(Beginning of Dataset entries)

PR #604, opened 2020-04-22
Speed up getting the cfg version by using regex instead of configparser

nallath:
This drastically speeds up the upgrader. On a regular boot, it took ~1.8
sec when upgrading, vs ~0.05s when upgrading with this fix (do note that
it's running with a profiler, so reality is about ~4x as fast on both sides)

See also: https://github.com/Ultimaker/Cura/pull/7559

### DIFF
--- a/UM/VersionUpgrade.py
+++ b/UM/VersionUpgrade.py
@@ -1,6 +1,6 @@
-# Copyright (c) 2016 Ultimaker B.V.
+# Copyright (c) 2020 Ultimaker B.V.
 # Cura is released under the terms of the LGPLv3 or higher.
-
+import re
 from UM.PluginObject import PluginObject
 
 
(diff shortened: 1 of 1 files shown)


UM/VersionUpgrade.py
```diff
@@ -19,6 +19,23 @@ def __init__(self):
...
+
+        In all config files that concern this version upgrade, the version number is stored in general/version, so get
+        the data from that key.
+
+        :param serialised: The contents of a config file.
+        :return: The version number of that config file.
+        """
+
+        format_version = int(self._version_regex.search(serialised).groups()[-1])
+        setting_version = int(self._setting_version_regex.search(serialised).groups()[-1])
```
Ghostkeeper, line 37: We need to have a fallback that sets the `setting_version` to 0 if it's not present?

nallath: Isn't the profile just invalid if it's not there?

Ghostkeeper: No, profiles from before Cura 2.6 didn't have any `setting_version`.

The profile was previously marked as invalid if the normal `version` isn't there. However with your new change you also made that fall back to 0. I guess that's fine too. The profile would then get dropped rather than marked as corrupt, since there is no upgrade path from file version 0 to the most recent version.

Ghostkeeper:
The version upgrade still works correctly. My (sample size 3) upgrade from 4.5 to 4.7 now took on average 0.0268s instead of 0.0450s. I don't know why it would be taking 1.8s for you, since it's only checking the files in your configuration folder, which is a couple of dozen files. But it is indeed a speed improvement by not creating a couple of dozen extra ConfigParsers.

PR #608, opened 2020-05-09
View.GL: Correcting equality check of numbers

thopiekar:
First this will get rid of the messages below and second it is the correct way to check the equality of numbers.
Here is the difference:
```
>>> x = int(1000.0)
>>> x is 1000
False
>>> x = 1000
>>> x is 1000
False
>>> x == 1000
True
```

```
  if common_path is "" or not common_path.startswith(install_prefix):
/usr/lib/python3/dist-packages/UM/View/GL/ShaderProgram.py:340: SyntaxWarning: "is" with a literal. Did you mean "=="?
  elif type(value) is list and type(value[0]) is list and len(value[0]) is 4:
/usr/lib/python3/dist-packages/UM/View/GL/ShaderProgram.py:342: SyntaxWarning: "is" with a literal. Did you mean "=="?
  elif type(value) is list and len(value) is 2:
/usr/lib/python3/dist-packages/UM/View/GL/ShaderProgram.py:344: SyntaxWarning: "is" with a literal. Did you mean "=="?
  elif type(value) is list and len(value) is 3:
/usr/lib/python3/dist-packages/UM/View/GL/ShaderProgram.py:346: SyntaxWarning: "is" with a literal. Did you mean "=="?
  elif type(value) is list and len(value) is 4:
/usr/lib/python3/dist-packages/UM/View/GL/ShaderProgram.py:348: SyntaxWarning: "is" with a literal. Did you mean "=="?
  elif type(value) is list and type(value[0]) is list and len(value[0]) is 2:
```

### DIFF
--- a/UM/View/GL/ShaderProgram.py
+++ b/UM/View/GL/ShaderProgram.py
@@ -337,15 +337,15 @@ class ShaderProgram:
         elif type(value) is Color:
             self._shader_program.setUniformValue(uniform,
                 QColor(value.r * 255, value.g * 255, value.b * 255, value.a * 255))
-        elif type(value) is list and type(value[0]) is list and len(value[0]) is 4:
+        elif type(value) is list and type(value[0]) is list and len(value[0]) == 4:
             self._shader_program.setUniformValue(uniform, self._matrixToQMatrix4x4(Matrix(value)))
-        elif type(value) is list and len(value) is 2:
+        elif type(value) is list and len(value) == 2:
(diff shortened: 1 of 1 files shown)


Ghostkeeper:
I'm not getting those warnings. Strange. But indeed what you're saying makes sense in theory, and the shaders still seem to work correctly in practice. Thanks!

thopiekar:
No problem :)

(End of Dataset entries)

> _Exercise goal_:
Your answer should be the lines of the listing above between the line holding "it's running with" and the line holding "Ghostkeeper: No, profiles", inclusive, restated word for word and alone.

> _Response below_:
it's running with a profiler, so reality is about ~4x as fast on both sides)

See also: https://github.com/Ultimaker/Cura/pull/7559

### DIFF
--- a/UM/VersionUpgrade.py
+++ b/UM/VersionUpgrade.py
@@ -1,6 +1,6 @@
-# Copyright (c) 2016 Ultimaker B.V.
+# Copyright (c) 2020 Ultimaker B.V.
 # Cura is released under the terms of the LGPLv3 or higher.
-
+import re
 from UM.PluginObject import PluginObject
 
 
(diff shortened: 1 of 1 files shown)


UM/VersionUpgrade.py
```diff
@@ -19,6 +19,23 @@ def __init__(self):
...
+
+        In all config files that concern this version upgrade, the version number is stored in general/version, so get
+        the data from that key.
+
+        :param serialised: The contents of a config file.
+        :return: The version number of that config file.
+        """
+
+        format_version = int(self._version_regex.search(serialised).groups()[-1])
+        setting_version = int(self._setting_version_regex.search(serialised).groups()[-1])
```
Ghostkeeper, line 37: We need to have a fallback that sets the `setting_version` to 0 if it's not present?

nallath: Isn't the profile just invalid if it's not there?

Ghostkeeper: No, profiles from before Cura 2.6 didn't have any `setting_version`.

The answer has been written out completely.